Uncovering Regional Disparities in Remote Work

Office utilization and remote work rates vary among different markets, indicating that the impact on the office sector differs across regions, according to the latest CommercialEdge report.

In comparison to coastal cities such as San Francisco, Texas cities like and Houston show higher office utilization rates. Image by Alan Wagner via iStockphotos.com

Kastle Systems’ survey shows Texas cities like Austin, Dallas and Houston have higher office utilization rates compared to coastal cities like San Francisco. The American Community Survey reveals that in 2022, 15.2 percent of U.S. workers primarily worked from home, down from 17.9 percent in 2021 but triple the rate in 2019. Boulder, Colo., had the highest remote work rate at 32 percent, followed by Austin, San Francisco, Raleigh, N.C., and Washington, D.C.

Despite Austin’s high remote work rate, it also shows strong office utilization growth due to a significant increase in office employment since 2020. The Household Pulse Survey, covering the 15 largest cities, indicates varying rates of remote work, with Washington, D.C., leading at 52.5 percent of households having at least one member working remotely, while Riverside, Calif., had the lowest at 17.7 percent.

READ ALSO: Has the Return-to-Office Trend Peaked?

The office-using sector added 12,000 jobs in February, and office-using sectors expanded by just 0.6 percent annually, trailing the broader labor market’s 1.8 percent growth rate. Some 2,000 jobs were added in information, 9,000 in professional and business services and 1,000 in financial service sectors. Among the 120 markets surveyed by CommercialEdge, 71 experienced a decrease in year-over-year office employment.

The national office vacancy rate clocked in at 17.9 percent at the end of February, a 140-basis-point increase from the same time in 2023. Vacancy recorded the highest increases in Detroit (1080 basis points), San Francisco (480 basis points), Denver (450 basis points), Seattle (430 basis points) and Dallas (430 basis points).

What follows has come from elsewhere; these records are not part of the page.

PR #178, opened 2020-08-26
Update SMT cache

jesusbv:
Due to a cache inconsistency, the cache
update needs to be triggered.

This is related to bsc#1173654

### DIFF
--- a/suse_migration_services/units/prepare.py
+++ b/suse_migration_services/units/prepare.py
@@ -159,6 +159,12 @@ def main():
                     '/var/lib/cloudregister'
                 ]
             )
+            update_smt_cache = '/usr/sbin/updatesmtcache'
+            if os.path.isfile(update_smt_cache):
+                log.info('Updating SMT cache')
+                Command.run(
+                    [update_smt_cache]
+                )
         system_mount.export(
             Defaults.get_system_mount_info_file()
         )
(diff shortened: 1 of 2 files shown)


suse_migration_services/units/prepare.py
```diff
@@ -159,6 +159,10 @@ def main():
                     '/var/lib/cloudregister'
                 ]
             )
+            log.info('Updating SMT cache')
+            Command.run(
+                ['/usr/sbin/updatesmtcache']
```
schaefi, line 164: ok you are calling this from inside of the live migration system. Does this really work ? where does the script come from ? Can we be sure this script exists in the live migration image ? ...and what exactly does it ?

schaefi (commented):
Looks good to me

But I have concerns if that really works

suse_migration_services/units/prepare.py
jesusbv: Yes, tested that change and migration succeeded. I can add if script exist check.

rjschwei: The script is part of cloud-regionsrv-client. So as long as cloud-regionsrv-client is part of the image description the script will be there. However, a `if os.path.isfile('/usr/sbin/updatesmtcache')` is still prudent, IMHO

schaefi: ok cloud-regionsrv-client provides it and this package is part of the description, good

jesusbv: Done.

schaefi (approved):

National full-service equivalent listing rates averaged $37.83 per square foot in February, down 120 basis points year-over-year but 48 cents more than in the previous month. Some of the markets with the highest increases in average in-place rent were Boston (21.5 percent year-over-year), Tampa (8.4 percent) and Miami (5.8 percent).

Boston dominates office construction activity

The under-construction pipeline continued to dwarf, with CommercialEdge reporting 94.2 million square feet of new office space underway as of February, which represented 1.4 percent of the total stock. Although venture capital funding for life science companies has slowed and demand softened, lab space development remains prominent. Boston leads the nation in pipeline growth with a 14.5 million-square-foot pipeline, fueled by new lab space. Over two-thirds of the ongoing construction within the metro is primarily dedicated to life science usage.

In San Diego, the active pipeline totaled a little over 5 million square feet, representing 5.3 percent of total stock. Nashville, Tenn., had 2.7 million square feet of office space underway, or 4.7 percent of stock. San Francisco and Seattle had some 5.8 million square feet of office space under construction, accounting for 3.6 and 4.1 percent of stock, respectively.

Office investment in the first two months of 2024 totaled $3.6 billion. At the same time, the average sale price for a property stood at $179 per square foot. Washington, D.C. spearheaded office investment, amounting to $429 million in total.